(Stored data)
PR #4753, opened 2023-11-06
Adjust MQTT lock granularity

neilalexander:
We were holding locks for probably longer than we needed to.

The unit test is borrowed from #4752.

### DIFF
--- a/server/mqtt.go
+++ b/server/mqtt.go
@@ -2199,11 +2199,13 @@ func (as *mqttAccountSessionManager) processSubs(sess *mqttSession, c *client,
 			subs = append(subs, sub.shadow...)
 		}
 		for _, sub := range subs {
+			sess.mu.Lock()
 			if sub.mqtt == nil {
 				sub.mqtt = &mqttSub{}
 			}
 			sub.mqtt.qos = qos
 			sub.mqtt.reserved = isMQTTReservedSubscription(string(sub.subject))
+			sess.mu.Unlock()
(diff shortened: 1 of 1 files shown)


neilalexander:
@kozlovic Can you see any potential issues with more granular locking like this? It's not really clear to me why we need to hold both the account and session locks in some of these places but I may be missing something.

kozlovic:
@neilalexander @levb Well there was a reason to the madness, but the code has changed quite a bit so not sure if this is ok now or not. I know that if I had the setup of a new sub with both account manager and session, there was a reason. The fact that the sub's mqtt was set outside of processSub() (which I suggest changing at the time - passing a sub object fully initialized - but that was rejected) could cause an early delivery. Attempting to get the lock inside the callback would block until the setup was fully complete, which would ensure that sub.mqtt is properly set when processing the rest of the callback.
The changes that is causing problem is the fact that we now load retained messages when processing a new subscription. I understand that my early approach was wrong (keeping retained messages in memory), but the problem of JS apis and session deadlock would not occur at that time.
So this approach in this PR is - I believe - going to cause problems since there is no guarantee that the sub.mqtt be fully initialized when the callback is invoked, and @levb PR still has issues with deadlocks (if my hunch is correct) in presence of existing subscriptions.

levb:
@neilalexander close in favor of https://github.com/nats-io/nats-server/pull/4760?

PR #4755, opened 2023-11-06
[FIXED] Websocket: partial writes may lead to disconnect

kozlovic:
The application would disconnect due to garbage data.

This issue was introduced when refactoring flushOutbound with introduction of c.out.wnb. We no longer need to handle specifically for websocket (we were incorrectly adding c.out.nb to websocket frames...)


derekcollison (approved):
LGTM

→ **What is required**
Copy out all of the lines above exactly.

→ **Finished task**
PR #4753, opened 2023-11-06
Adjust MQTT lock granularity

neilalexander:
We were holding locks for probably longer than we needed to.

The unit test is borrowed from #4752.

### DIFF
--- a/server/mqtt.go
+++ b/server/mqtt.go
@@ -2199,11 +2199,13 @@ func (as *mqttAccountSessionManager) processSubs(sess *mqttSession, c *client,
 			subs = append(subs, sub.shadow...)
 		}
 		for _, sub := range subs {
+			sess.mu.Lock()
 			if sub.mqtt == nil {
 				sub.mqtt = &mqttSub{}
 			}
 			sub.mqtt.qos = qos
 			sub.mqtt.reserved = isMQTTReservedSubscription(string(sub.subject))
+			sess.mu.Unlock()
(diff shortened: 1 of 1 files shown)


neilalexander:
@kozlovic Can you see any potential issues with more granular locking like this? It's not really clear to me why we need to hold both the account and session locks in some of these places but I may be missing something.

kozlovic:
@neilalexander @levb Well there was a reason to the madness, but the code has changed quite a bit so not sure if this is ok now or not. I know that if I had the setup of a new sub with both account manager and session, there was a reason. The fact that the sub's mqtt was set outside of processSub() (which I suggest changing at the time - passing a sub object fully initialized - but that was rejected) could cause an early delivery. Attempting to get the lock inside the callback would block until the setup was fully complete, which would ensure that sub.mqtt is properly set when processing the rest of the callback.
The changes that is causing problem is the fact that we now load retained messages when processing a new subscription. I understand that my early approach was wrong (keeping retained messages in memory), but the problem of JS apis and session deadlock would not occur at that time.
So this approach in this PR is - I believe - going to cause problems since there is no guarantee that the sub.mqtt be fully initialized when the callback is invoked, and @levb PR still has issues with deadlocks (if my hunch is correct) in presence of existing subscriptions.

levb:
@neilalexander close in favor of https://github.com/nats-io/nats-server/pull/4760?

PR #4755, opened 2023-11-06
[FIXED] Websocket: partial writes may lead to disconnect

kozlovic:
The application would disconnect due to garbage data.

This issue was introduced when refactoring flushOutbound with introduction of c.out.wnb. We no longer need to handle specifically for websocket (we were incorrectly adding c.out.nb to websocket frames...)


derekcollison (approved):
LGTM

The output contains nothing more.